Them's the key things to Google for, anyway.


----------



## BCCOMP (Jul 9, 2007)

*Re: Where do I find Everex Stepnote drivers?*

Exact model of this stepnote please.

Bill


----------



## sidewinder8686 (Sep 19, 2009)

*Re: Where do I find Everex Stepnote drivers?*

The model number is a NM3500W. I guess that is the model, it was on a sticker on the bottom.

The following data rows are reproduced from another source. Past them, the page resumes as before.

PR #2385, opened 2022-08-04
Add style option 'hideOverlappingLabels'

bbc131:
* With 'hideOverlappingLabels==False' nothing changes.
  Tick labels might be drawn overlapping with tick labels from
  neighboring plots or overlap with other items or might be simply
  clipped.
* With 'hideOverlappingLabels==True', only tick labels, which are
  fully contained within the items geometry rectangle are drawn.

### Fixes the following problem

The tick labels of `AxisItem` can be drawn outside of `GraphicsWidget.geometry()` rectangle, therefore, they might overlap with neighboring items, e.g. tick labels from other plots or simply be clipped. 

It's very easy to reproduce this with the `GraphicsLayout` example, just zoom and pan the view, to provoke some labels with long values at the axis edges. See also the **following screenshot with overlapping / clipped tick labels**.

overlapping_axis_labels

In comparison to that, the **screenshot below shows the result of this fix** which means the **labels which would overlap or be clipped haven't been drawn**.

overlapping_axis_labels_afterwards

### DIFF
--- a/pyqtgraph/graphicsItems/AxisItem.py
+++ b/pyqtgraph/graphicsItems/AxisItem.py
@@ -59,6 +59,7 @@ class AxisItem(GraphicsWidget):
             'tickTextHeight': 18,
             'autoExpandTextSpace': True,  ## automatically expand text space if needed
             'autoReduceTextSpace': True,
+            'hideOverlappingLabels': True,
             'tickFont': None,
             'stopAxisAtTick': (False, False),  ## whether axis is drawn to edge of box or to last tick
             'textFillLimits': [  ## how much of the axis to fill up with tick text, maximally.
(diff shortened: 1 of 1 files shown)


pyqtgraph/graphicsItems/AxisItem.py
```diff
@@ -1143,6 +1148,7 @@ def generateDrawSpecs(self, p):
                 #self.textHeight = height
                 offset = max(0,self.style['tickLength']) + textOffset
 
+                rect = QtCore.QRectF()
```
j9ac9k, line 1151: are you instantiating here so mypy doesn't have a cow or is there some other reason?

If it's to make type-checking/editors happy, you can probably just do 

```python
rect: QtCore.QRectF  # no actual assignment
```

j9ac9k:
Hi @bbc131 thanks for the PR!

Code diff looks fine, I just left one in-line comment.  Read the docs doesn't like the changes to the docstring, here is the blurb that it is emitting warnings/errors about.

I can't find any other model numbers on it.


----------



## BCCOMP (Jul 9, 2007)

*Re: Where do I find Everex Stepnote drivers?*

Can you run Everest under my signature and attach the report to the thread.

You may have to download it from another PC that is connected to the internet. 
Save it to a flash drive or CD
Install it on this Everex.
Run it and save the full report to a flash drive or CD
Transfer it to the working PC and attach the report to the thread.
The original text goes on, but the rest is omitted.